Снова Казанова (Меее…! МУУУ…! А? РРРЫ!!!) — страница 18 из 68

После него нам нет пути назад.

Ты не найдёшь загадки или тайны

В открывшихся навстречу нам глазах.

Своей души раскидывая вёсла,

Ты поплывёшь неведомо куда,

Любовь проста. Она приходит после

Вчерашнего….


А если вспомнить, что минимум лет пять тянулось в нашей истории время, когда слово «лирика» было бранным, когда лирику не только почти не печатали, но, пожалуй и писали-то существенно меньше, чем в нормальные времена, то наши игры покажутся даже довольно опасными.
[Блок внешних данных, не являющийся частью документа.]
PR #1350, opened 2017-11-18
Test change in PluralRules default options semantics

littledan:
The change is done in the following patch, where default options
have a null prototype. This matches what other Intl objects have.
https://github.com/tc39/proposal-intl-plural-rules/commit/1abe8af440fb47d888ace701e8a46559bdbe7b06

Note that this change has already been committed to the proposal repository, and it matches existing implementations, so the patch should be land-able from a spec perspective.

I looked at adding a feature flag, but it seems like there's no feature flag for PluralRules yet.

### DIFF
--- a/test/intl402/PluralRules/default-options-object-prototype.js
+++ b/test/intl402/PluralRules/default-options-object-prototype.js
@@ -1,0 +1,18 @@
+// Copyright (C) 2017 Igalia, S. L. All rights reserved.
+// This code is governed by the BSD license found in the LICENSE file.
+
+/*---
+esid: sec-initializepluralrules
+description: >
+  Monkey-patching Object.prototype does not change the default
+  options for PluralRules as a null prototype is used.
+info: >
+  InitializePluralRules ( collator, locales, options )
+
+    1. If _options_ is *undefined*, then
+      1. Let _options_ be ObjectCreate(*null*).
+---*/
+
+Object.prototype.type = "ordinal";
+let pluralRules = new Intl.PluralRules("en");
+assert.sameValue(pluralRules.resolvedOptions().type, "cardinal");


test/intl402/PluralRules/default-options-object-prototype.js
```diff
@@ -0,0 +1,18 @@
...
+info: >
+  InitializePluralRules ( collator, locales, options )
+
+    1. If _options_ is *undefined*, then
+      1. Let _options_ be ObjectCreate(*null*).
+---*/
+
+Object.prototype.type = "ordinal";
+let pluralRules = new Intl.PluralRules("en");
+assert.sameValue(pluralRules.resolvedOptions().type, "cardinal");
```
leobalter: The resolveOptions still return an object which [prototype is %ObjectPrototype%](https://github.com/tc39/proposal-intl-plural-rules/commit/1abe8af440fb47d888ace701e8a46559bdbe7b06#diff-adc4f706d081d14e0e322335e03c7727R280).

I think it's valuable to check this is still effective, so one can benefit of this inheritance for the returned value (using toString, etc).

One other good thing for this test is: GetOption should not trigger any observable behaving on the Object.prototype for this new created `options`. You can verify it this using a `Object.defineProperty(Object.prototype, "type", { get() { throw new Test262Error() } } );`. This way you also assert the proper [`GetOption(options, type, ...`](https://github.com/tc39/proposal-intl-plural-rules/commit/1abe8af440fb47d888ace701e8a46559bdbe7b06#diff-adc4f706d081d14e0e322335e03c7727R20) operation.

littledan:
Those are good ideas for tests on all of the Intl options tests; I don't think any of them have tests like that right now. Let's pursue that test in a separate patch.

Ведь на фоне «борьбы с …» всё, что властям на глаза попадалось, будь то стихи, или просто вольное поведение, могло стать опасным.


Но как я уже писал, «легкомыслие» всегда в значительной степени определяло мое поведение, да и поведение многих моих друзей.


Чума себе гуляла по всем слоям общества, косила интеллигенцию сильнее всего, а мы, как завещал Пушкин, во время чумы пировали!


…И он, как вся студенческая братия,

Которой вечно полон Ленинград,

Экзамены сдавал, мотал занятия

И мат навяливал на… сопромат,

Еще он удостаивал проклятия

Предмет, о коем вслух не говорят,

Или не одолев своей натуры,

На чертежах чертил карикатуры.


Мы веселились, как могли, выдумывали черубин, учились кое-как, сочиняли анекдоты о лысенковщине

(Дарвина в то время заменяли втихаря механистическим Ламарком, но и тот выступал в это время под псевдонимом «Мичурин», именем коего, «не виноватого ни в чём», и отправляли в тюрьмы и лагеря) генетиков


Мы недоумевали, почему всюду есть только один пророк: в поэзии Маяковский, в прозе Горький, в театре Станиславский, в кино Эйзенштейн, в физиологии Павлов, в ботанике Мичурин, в живописи Герасимов, в кино Александров с его псевдоголливудом и пропагандой… Ну а в лингвистике — с недавнего времени «САМ», но это уже было более объяснимо.


Пропаганда пронизывала всё, и только наш пир во время чумы был от нее на марсианском расстоянии.


Естественно, что наша «Галина-Черубина» на первом же не квартирном чтении, в литобъединении Университета, подверглась сокрушительной критике. «Страна борется за… а тут какие-то любовные стишки, они отвлекают от построения… и тем вредят делу…» «Это идеологическая диверсия на протоптанной дорожке», и, наконец — истинно партийный взвизг тогдашнего аспиранта, а впоследствии декана филфака, Выходцева: «Да это же ещё хуже Ахматовой!!!»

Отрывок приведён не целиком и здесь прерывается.